#### [About this exercise]
Each record below is to be restated word for word.

* * * * * * * * *

PR #797, opened 2021-03-24
Upstream Configuration

beverlylytle:
`Configuration` believe the grass is greener over here in `compas`.  

### Checklist

### DIFF
--- a/src/compas/robots/__init__.py
+++ b/src/compas/robots/__init__.py
@@ -9,7 +9,7 @@ robots
 Model
 =====
 
-.. inheritance-diagram:: RobotModel Joint Link ToolModel
+.. inheritance-diagram:: RobotModel Joint Link ToolModel Configuration
     :parts: 1
 
 The root of the model is the :class:`RobotModel` class, which
@@ -24,6 +24,7 @@ elements connecting the links together.
     Joint
     Link
     ToolModel
+    Configuration
 
 
 Geometric description
@@ -115,6 +116,10 @@ the processing of these resources.
 """
 from __future__ import absolute_import
 
+from .configuration import (
+    Configuration,
+    FixedLengthList
+)
 from .model import (
     Axis,
     Box,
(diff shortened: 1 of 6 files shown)


src/compas/robots/configuration.py
```diff
@@ -0,0 +1,614 @@
...
+        joint_types = [_type_dict[name] for name in joint_names]
+
+        return Configuration(joint_values, joint_types, joint_names)
+
+
+if __name__ == "__main__":
+    import math  # noqa F401
+    from compas.geometry import allclose   # noqa F401
+    import doctest
+    doctest.testmod(globs=globals())
```
gonzalocasas: I think we can get rid of these blocks

src/compas/robots/__init__.py
```diff
@@ -115,6 +116,10 @@
 """
 from __future__ import absolute_import
 
+from .configuration import (
+    Configuration,
+    FixedLengthList
```
gonzalocasas: Should we expose this class or rather keep it an implementation detail?

src/compas/robots/model/robot.py
```diff
@@ -704,7 +766,7 @@ def compute_transformations(self, joint_state, link=None, parent_transformation=
 
         Parameters
         ----------
-        joint_state : dict
+        joint_state : dict or :class:`compas.robots.Configuration`
```
gonzalocasas: totally minor detail, but I'd swap the order of these to make `Configuration` the perceived preferred option

gonzalocasas (approved):
LGTM! We've been through the details of the impl on compas_fab repo, so I only checked the stuff outside the config class.

src/compas/robots/__init__.py
beverlylytle: Yeah, this is tricky... I use it in `JointTrajectoryPoint`.

beverlylytle: Should I make it available as a third level import rather than second?

gonzalocasas: yes, that sounds like a good alternative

* * * * * * * * *

#### [Task solution]
PR #797, opened 2021-03-24
Upstream Configuration

beverlylytle:
`Configuration` believe the grass is greener over here in `compas`.  

### Checklist

### DIFF
--- a/src/compas/robots/__init__.py
+++ b/src/compas/robots/__init__.py
@@ -9,7 +9,7 @@ robots
 Model
 =====
 
-.. inheritance-diagram:: RobotModel Joint Link ToolModel
+.. inheritance-diagram:: RobotModel Joint Link ToolModel Configuration
     :parts: 1
 
 The root of the model is the :class:`RobotModel` class, which
@@ -24,6 +24,7 @@ elements connecting the links together.
     Joint
     Link
     ToolModel
+    Configuration
 
 
 Geometric description
@@ -115,6 +116,10 @@ the processing of these resources.
 """
 from __future__ import absolute_import
 
+from .configuration import (
+    Configuration,
+    FixedLengthList
+)
 from .model import (
     Axis,
     Box,
(diff shortened: 1 of 6 files shown)


src/compas/robots/configuration.py
```diff
@@ -0,0 +1,614 @@
...
+        joint_types = [_type_dict[name] for name in joint_names]
+
+        return Configuration(joint_values, joint_types, joint_names)
+
+
+if __name__ == "__main__":
+    import math  # noqa F401
+    from compas.geometry import allclose   # noqa F401
+    import doctest
+    doctest.testmod(globs=globals())
```
gonzalocasas: I think we can get rid of these blocks

src/compas/robots/__init__.py
```diff
@@ -115,6 +116,10 @@
 """
 from __future__ import absolute_import
 
+from .configuration import (
+    Configuration,
+    FixedLengthList
```
gonzalocasas: Should we expose this class or rather keep it an implementation detail?

src/compas/robots/model/robot.py
```diff
@@ -704,7 +766,7 @@ def compute_transformations(self, joint_state, link=None, parent_transformation=
 
         Parameters
         ----------
-        joint_state : dict
+        joint_state : dict or :class:`compas.robots.Configuration`
```
gonzalocasas: totally minor detail, but I'd swap the order of these to make `Configuration` the perceived preferred option

gonzalocasas (approved):
LGTM! We've been through the details of the impl on compas_fab repo, so I only checked the stuff outside the config class.

src/compas/robots/__init__.py
beverlylytle: Yeah, this is tricky... I use it in `JointTrajectoryPoint`.

beverlylytle: Should I make it available as a third level import rather than second?

gonzalocasas: yes, that sounds like a good alternative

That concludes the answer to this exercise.